What this task involves:
Each line of the data that includes "getAllocator" must be copied.
====== Source data ======
PR #3943, opened 2025-05-22
Add Otsu's method to cv::cuda::threshold

troelsy:
I implemented Otsu's method in CUDA for a separate project and want to add it to cv::cuda::threshold

I have made an effort to use existing OpenCV functions in my code, but I had some trouble with `ThresholdTypes` and `cv::cuda::calcHist`. I couldn't figure out how to include `precomp.hpp` to get the definition of `ThresholdTypes`. For `cv::cuda::calcHist` I tried adding `opencv_cudaimgproc`, but it creates a circular dependency on `cudaarithm`. I have include a simple implementation of `calcHist` so the code runs, but I would like input on how to use `cv::cuda::calcHist` instead. 

### DIFF
--- a/modules/cudaarithm/src/cuda/threshold.cu
+++ b/modules/cudaarithm/src/cuda/threshold.cu
@@ -95,11 +95,229 @@ namespace
     }
 }
 
-double cv::cuda::threshold(InputArray _src, OutputArray _dst, double thresh, double maxVal, int type, Stream& stream)
+template <uint n_bins>
+__global__ void otsu_mean(uint *histogram, uint *threshold_sums, unsigned long long *sums)
+{
+    extern __shared__ unsigned long long shared_memory_u64[];
+
+    uint bin_idx = blockIdx.x * blockDim.x + threadIdx.x;
+    uint threshold = blockIdx.y * blockDim.y + threadIdx.y;
+
+    uint threshold_sum_above = 0;
+    unsigned long long sum_above = 0;
+
+    if (bin_idx >= threshold)
+    {
+        uint value = histogram[bin_idx];
+        threshold_sum_above = value;
+        sum_above = value * bin_idx;
+    }
+
+    blockReduce<n_bins>((uint *)shared_memory_u64, threshold_sum_above, bin_idx, plus<uint>());
+    blockReduce<n_bins>((unsigned long long *)shared_memory_u64, sum_above, bin_idx, plus<unsigned long long>());
+
+    if (bin_idx == 0)
+    {
+        threshold_sums[threshold] = threshold_sum_above;
+        sums[threshold] = sum_above;
+    }
+}
+
+template <uint n_bins>
+__global__ void
+otsu_variance(longlong2 *variance, uint *histogram, uint *threshold_sums, unsigned long long *sums)
+{
+    extern __shared__ signed long long shared_memory_i64[];
+
+    uint bin_idx = blockIdx.x * blockDim.x + threadIdx.x;
+    uint threshold = blockIdx.y * blockDim.y + threadIdx.y;
+
+    uint n_samples = threshold_sums[0];
+    uint n_samples_above = threshold_sums[threshold];
+    uint n_samples_below = n_samples - n_samples_above;
+
+    unsigned long long total_sum = sums[0];
+    unsigned long long sum_above = sums[threshold];
+    unsigned long long sum_below = total_sum - sum_above;
+
+    int threshold_variance_above = 0;
+    int threshold_variance_below = 0;
+    if (bin_idx >= threshold)
+    {
+        uint mean = sum_above / n_samples_above;
+        int sigma = bin_idx - mean;
+        threshold_variance_above = sigma * sigma;
+    }
+    else
+    {
+        uint mean = sum_below / n_samples_below;
+        int sigma = bin_idx - mean;
+        threshold_variance_below = sigma * sigma;
+    }
+
+    uint bin_count = histogram[bin_idx];
+    signed long long threshold_variance_above64 = threshold_variance_above * bin_count;
+    signed long long threshold_variance_below64 = threshold_variance_below * bin_count;
+    blockReduce<n_bins>((signed long long *)shared_memory_i64, threshold_variance_above64, bin_idx, plus<signed long long>());
+    blockReduce<n_bins>((signed long long *)shared_memory_i64, threshold_variance_below64, bin_idx, plus<signed long long>());
+
+    if (bin_idx == 0)
+    {
+        variance[threshold] = make_longlong2(threshold_variance_above64, threshold_variance_below64);
+    }
+}
+
+template <uint n_thresholds>
+__global__ void
+otsu_score(uint *otsu_threshold, uint *threshold_sums, longlong2 *variance)
+{
+    extern __shared__ float shared_memory_f32[];
+
+    uint threshold = blockIdx.x * blockDim.x + threadIdx.x;
+
+    uint n_samples = threshold_sums[0];
+    uint n_samples_above = threshold_sums[threshold];
+    uint n_samples_below = n_samples - n_samples_above;
+
+    float threshold_mean_above = (float)n_samples_above / n_samples;
+    float threshold_mean_below = (float)n_samples_below / n_samples;
+
+    longlong2 variances = variance[threshold];
+    float variance_above = (float)variances.x / n_samples_above;
+    float variance_below = (float)variances.y / n_samples_below;
+
+    float above = threshold_mean_above * variance_above;
+    float below = threshold_mean_below * variance_below;
+    float score = above + below;
+
+    float original_score = score;
+
+    blockReduce<n_thresholds>((float *)shared_memory_f32, score, threshold, minimum<float>());
+
+    if (threshold == 0)
+    {
+        shared_memory_f32[0] = score;
+    }
+    __syncthreads();
+
+    score = shared_memory_f32[0];
+
+    // We found the minimum score, but we need to find the threshold. If we find the thread with the minimum score, we
+    // know which threshold it is
+    if (original_score == score)
+    {
+        *otsu_threshold = threshold - 1;
+    }
+}
+
+template <uint n_bins, uint n_thresholds>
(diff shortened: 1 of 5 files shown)


cudawarped:
@troelsy Your test currently doesn't use the Otsu method and when it does it fails the assert.  Once you've fixed the test I will review your implementation.

How does the performance of this compare to the CPU version?

cudawarped:
> See also the screenshot of Nsight Systems for a visualization of the execution timeline. Mind that it says ~80µs, but that is due to profilling overhead.

You're measuring the API calls there not the execution time of the kernels/memory allocs etc..  As you are including synchronization this should be about the same but in general it is not the same thing.  If there wasn't any synchronization the time for the API calls would be much much smaller than the execution time.

> From my measurements, about half of the time is spend on allocating and deallocating memory, so if there is a way to reuse the allocations we could reduce the execution time significantly.

You should be able to reduce the allocations/deallocations by using [`BufferPool`](https://docs.opencv.org/3.4/d5/d08/classcv_1_1cuda_1_1BufferPool.html).  The other main bottleneck is the copy of the threshold from device to host but because the NPP routines use a host threshold there isn't anything you can do about this.

modules/cudaarithm/src/cuda/threshold.cu
```diff
@@ -95,12 +95,232 @@ namespace
     }
 }
 
-double cv::cuda::threshold(InputArray _src, OutputArray _dst, double thresh, double maxVal, int type, Stream& stream)
+template <uint n_bins>
+__global__ void otsu_mean(uint *histogram, uint *threshold_sums, unsigned long long *sums)
+{
+    extern __shared__ unsigned long long shared_memory_u64[];
+
+    uint bin_idx = blockIdx.x * blockDim.x + threadIdx.x;
```
cudawarped, line 103: This is confusing.  As you have 256 threads per block and 256 blocks I would suggest the following launch parameters
```
dim3 block_all = dim3(n_bins);
dim3 grid_all = dim3(n_thresholds);
dim3 block_score = dim3(n_thresholds);
dim3 grid_score = dim3(1);
```
with
```
uint bin_idx = threadIdx.x;
uint threshold = blockIdx.x;
```
`int`is usually more performant than `uint`.

modules/cudaarithm/src/cuda/threshold.cu
```diff
@@ -95,12 +95,232 @@ namespace
...
+    cudaStream_t cuda_stream = StreamAccessor::getStream(stream);
+
+    dim3 block_all = dim3(n_bins, 1, 1);
+    dim3 grid_all = dim3(divUp((int)n_bins, block_all.x), divUp((int)n_thresholds, block_all.y), 1);
+    dim3 block_score = dim3(n_thresholds, 1, 1);
+    dim3 grid_score = dim3(divUp((int)n_thresholds, block_score.x), 1, 1);
+
+    GpuMat gpu_threshold_sums = GpuMat(1, n_bins, CV_32SC1);
+    GpuMat gpu_sums = GpuMat(1, n_bins, CV_64FC1);
+    GpuMat gpu_variances = GpuMat(1, n_bins, CV_32SC4);
```
cudawarped, line 230: Can this be `CV_64C2`?

modules/cudaarithm/src/cuda/threshold.cu
```diff
@@ -95,12 +95,232 @@ namespace
...
+    otsu_variance<256><<<grid_all, block_all, shared_memory, cuda_stream>>>(gpu_variances.ptr<longlong2>(), histogram, gpu_threshold_sums.ptr<uint>(), gpu_sums.ptr<unsigned long long>());
+
+    shared_memory = n_bins * sizeof(float);
+    otsu_score<256><<<grid_score, block_score, shared_memory, cuda_stream>>>(
+        otsu_threshold, gpu_threshold_sums.ptr<uint>(), gpu_variances.ptr<longlong2>());
+}
+
+// TODO: Replace this is cv::cuda::calcHist
+template <uint n_bins>
+__global__ void histogram_kernel(
```
cudawarped, line 244: @asmorkalov Due to a circular dependency when adding the **opencv_cudaimgproc** to **opencv_cudaarithm** in _CMakeLists.txt_ `cv::cuda::calcHist` cannot be called from here.  To avoid refactoring would it make sence at a minimum to only have a single implementation of `calcHist` even if it is duplicated or do you have a better suggestion? i.e. copy the implemntation from  `cv::cuda::calcHist` here.

modules/cudaarithm/src/cuda/threshold.cu
```diff
@@ -95,12 +95,232 @@ namespace
...
+
+        const uint n_bins = 256;
+        const uint n_thresholds = 256;
+
+        // Find the threshold using Otsu and then run the normal thresholding algorithm
+        GpuMat gpu_histogram = GpuMat(n_bins, 1, CV_32SC1);
+        calcHist(src, gpu_histogram, stream);
+
+        GpuMat gpu_otsu_threshold(1, 1, CV_32SC1);
+        compute_otsu_async<n_bins, n_thresholds>(gpu_histogram.ptr<uint>(), gpu_otsu_threshold.ptr<uint>(), stream);
```
cudawarped, line 313: All kernel launches are async so I would rename this `compute_otsu`.

modules/cudaarithm/src/cuda/threshold.cu
troelsy: I can't find `CV_64C2`. Is the name correct?

modules/cudaarithm/src/cuda/threshold.cu
```diff
@@ -95,12 +95,232 @@ namespace
...
+        float mean = (float) sum_below / n_samples_below;
+        float sigma = bin_idx - mean;
+        threshold_variance_below_f32 = sigma * sigma;
+    }
+
+    uint bin_count = histogram[bin_idx];
+    signed long long threshold_variance_above_i64 = (signed long long)(threshold_variance_above_f32 * bin_count);
+    signed long long threshold_variance_below_i64 = (signed long long)(threshold_variance_below_f32 * bin_count);
+    blockReduce<n_bins>((signed long long *)shared_memory_i64, threshold_variance_above_i64, bin_idx, plus<signed long long>());
+    __syncthreads();
```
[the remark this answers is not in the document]
troelsy: You're right, it doesn't affect occupancy and is easier to read

`otsu_sums` became 5.13% faster
`otsu_variance` became 3.96% faster

modules/cudaarithm/src/cuda/threshold.cu
```diff
@@ -95,12 +95,232 @@ namespace
...
 
     const int depth = src.depth();
 
+    // TODO: How can we access precomp.hpp to avoid defining THRESH_OTSU?
+    const int THRESH_OTSU = 8;
+    if ((type & THRESH_OTSU) == THRESH_OTSU)
+    {
+        CV_Assert(depth == CV_8U);
+        CV_Assert(src.channels() == 1);
+        CV_Assert(maxVal == 255.0);
```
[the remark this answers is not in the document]
troelsy: I removed the assert as we are not using `maxVal` for Otsu

modules/cudaarithm/test/test_element_operations.cpp
```diff
@@ -2577,6 +2577,54 @@ INSTANTIATE_TEST_CASE_P(CUDA_Arithm, Threshold, testing::Combine(
...
+{
+    cv::Mat src = randomMat(size, CV_MAKE_TYPE(type, channel));
+
+    cv::cuda::GpuMat dst = createMat(src.size(), src.type(), useRoi);
+    double otsu_gpu = cv::cuda::threshold(loadMat(src, useRoi), dst, 0, 255, threshOp);
+
+    cv::Mat dst_gold;
+    double otsu_cpu = cv::threshold(src, dst_gold, 0, 255, threshOp);
+
+    EXPECT_NEAR(otsu_gpu, otsu_cpu, 1e-5);
```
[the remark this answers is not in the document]
troelsy: I went with `ASSERT_DOUBLE_EQ`

troelsy:
@cudawarped What's the next step? The test fails, but it says `(409) Conflict: an artifact with this name already exists on the workflow run`, so I'm guessing it doesn't have anything to do with my changes.

Should I do something about the histogram implementation or should we let it be for now?

modules/cudaarithm/src/cuda/threshold.cu
cudawarped: @asmorkalov any thoughts on this?

asmorkalov:
Please ignore the error. Looks like some bug in our CI scripts. I'll take a look.

modules/cudaarithm/src/cuda/threshold.cu
```diff
@@ -95,12 +95,235 @@ namespace
...
+    dim3 grid_all(n_thresholds);
+    dim3 block_score(n_thresholds);
+    dim3 grid_score(1);
+
+    BufferPool pool(stream);
+    GpuMat gpu_threshold_sums(1, n_bins, CV_32SC1, pool.getAllocator());
+    GpuMat gpu_sums(1, n_bins, CV_64FC1, pool.getAllocator());
+    GpuMat gpu_variances(1, n_bins, CV_32SC4, pool.getAllocator());
+
+    uint shared_memory;
```
cudawarped, line 237: This is now redundant.

modules/cudaarithm/src/cuda/threshold.cu
```diff
@@ -95,12 +95,235 @@ namespace
...
+        sums[threshold] = sum_above;
+    }
+}
+
+__global__ void
+otsu_variance(longlong2 *variance, uint *histogram, uint *threshold_sums, unsigned long long *sums)
+{
+    const uint32_t n_bins = 256;
+
+    __shared__ signed long long shared_memory_a[n_bins / WARP_SIZE];
```
cudawarped, line 134: You are relying on warp reduction being used in `blockReduce` before the write to shared memory, given that you have a significant amount of available shared memory its safer to allocate enough memory
```
__shared__ signed long long shared_memory_a[n_bins];
```
in case the underlying implementation changes.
======
Expected output:
+    GpuMat gpu_threshold_sums(1, n_bins, CV_32SC1, pool.getAllocator());
+    GpuMat gpu_sums(1, n_bins, CV_64FC1, pool.getAllocator());
+    GpuMat gpu_variances(1, n_bins, CV_32SC4, pool.getAllocator());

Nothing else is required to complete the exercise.